Where high brightness is required, as it is for laser weapons, methods are needed to combine large numbers of fiber lasers into what are effectively single, high-brightness beams. Various techniques are currently being pursued in an effort to do so. One such approach utilizes a reference fiber laser as a standard, and then modulates each additional fiber laser that is slaved to the reference in a way that permits detection and correction of any phase errors. Each slave beam to be combined must be modulated at a distinct frequency and its phase error detected. This creates a system that is both electronically and optically complex. As with all of these approaches, achieving a combined beam of high brightness requires that each individual fiber laser beam has excellent beam quality. This imposes limitations on the optical configuration and penalizes overall system efficiency.
In a related approach, the multiple fiber laser beams are optically phase-matched through electronic feedback means that enable continuous adjustment of phase. This approach becomes extremely complex for phasing of a large number of beams. As in virtually all approaches being pursued, this technique relies on the fiber laser beams being individually of high brightness. This requirement generally limits the efficiency of the fiber lasers. In addition to that effect, there are also significant losses in efficiency that are encountered due to imperfections in the phasing of the beams to each other.

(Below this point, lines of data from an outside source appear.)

PR #1151, opened 2024-04-03
math-input: upgrade mathquill to v1.0.1

jeremywiebe:
## Summary:

We've had a very long-standing issue where the Mathquill package referenced its fonts using an absolute path (eg. `/fonts/Symbola.woff2`). This has been difficult (let's be real, unsolved) for our build systems to deal with for most of the time we've been using Mathquill. 

Today we fix it! Mathquill v1.0.1 now references its fonts using relative paths, which are then trivially resolved by our build tools (be it Webpack, Rollup, or Vite).

Issue: LEMS-375

## Test plan:

Run `yarn start`
Navigate to http://localhost:6006/?path=/story/math-input-full-mobile-mathinput--wrapped
Open the browser dev tools and switch to the Network tab. Filter on "Symbola" and note that at least one of the "Symbola" fonts were successfully loaded.

|   | Before | After |
| - | ------ | ----- |
| UI |  image | image |
| Actual font | image | image |
| Network Tab | before | after |

### DIFF
--- a/.changeset/cold-mugs-pay.md
+++ b/.changeset/cold-mugs-pay.md
@@ -1,0 +1,5 @@
+---
+"@khanacademy/math-input": patch
+---
+
+Upgrade mathquill dependency to v1.0.1 to fix Symbola font references
--- a/packages/math-input/package.json
+++ b/packages/math-input/package.json
@@ -24,7 +24,7 @@
     "scripts": {},
     "dependencies": {
         "@khanacademy/perseus-core": "1.4.2",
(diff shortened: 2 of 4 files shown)


nedredmond (approved):
LGTM, except for the `v` missing from the semver tag, but that norm doesn't really matter at all

jeremywiebe:
Abandoning!  See [LEMS-375](https://khanacademy.atlassian.net/browse/LEMS-375) for details!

In another approach, multiple fiber laser beams having slightly different wavelengths can be combined by the use of a diffraction grating. The alignment of these beams into a single combined beam must be carefully controlled such that the beams do not effectively separate over the long propagation distance to the target characteristic of laser weapons. This typically requires coalignment to ˜1 microradian, which is a very difficult standard to achieve in practice.
Yet another approach to fiber laser beam combining relies on a property of waveguides to achieve phasing of the beams. However, as will be appreciated, where 100 or more individual fiber laser beams must be combined, the mechanical tolerances are extremely tight and the complexity can become impractically high.
As a practical matter, fiber lasers generally are not currently scalable beyond the 1-10 kW range. Typically, high brightness can be achieved only at the low end of this range, while “welding lasers” can be scaled more effectively to the higher end. Typically, the geometry of fiber lasers can produce higher efficiency than slab lasers, because the long fiber can more efficiently adsorb the laser diode pump light. However, this higher efficiency is significantly degraded when “single mode” operation is required to provide a high-brightness source that can be optically combined into a high-power, high-brightness laser.
Beam combining is required to achieve laser weapon power levels. This requires the optical combining of dozens or perhaps hundreds of individual fibers into a single high-brightness projected beam. This increases the optical complexity of the system substantially, and is potentially a major source of reduced efficiency and beam brightness. Thus, the technology needed to combine multiple fiber lasers into a single, high-brightness beam remains elusive, with none of the approaches currently being pursued assured of achieving the performance and robustness needed for practical laser weapons. The approaches being pursued all have limitations in terms of being able to phase the beams and of achieving a high brightness in the combined output beam.
Thus, there is a long-felt but as yet unsatisfied need for a technology that is practical for the implementation of a high power, high brightness laser weapon system that is light in weight and compact enough to be carried aboard an aircraft.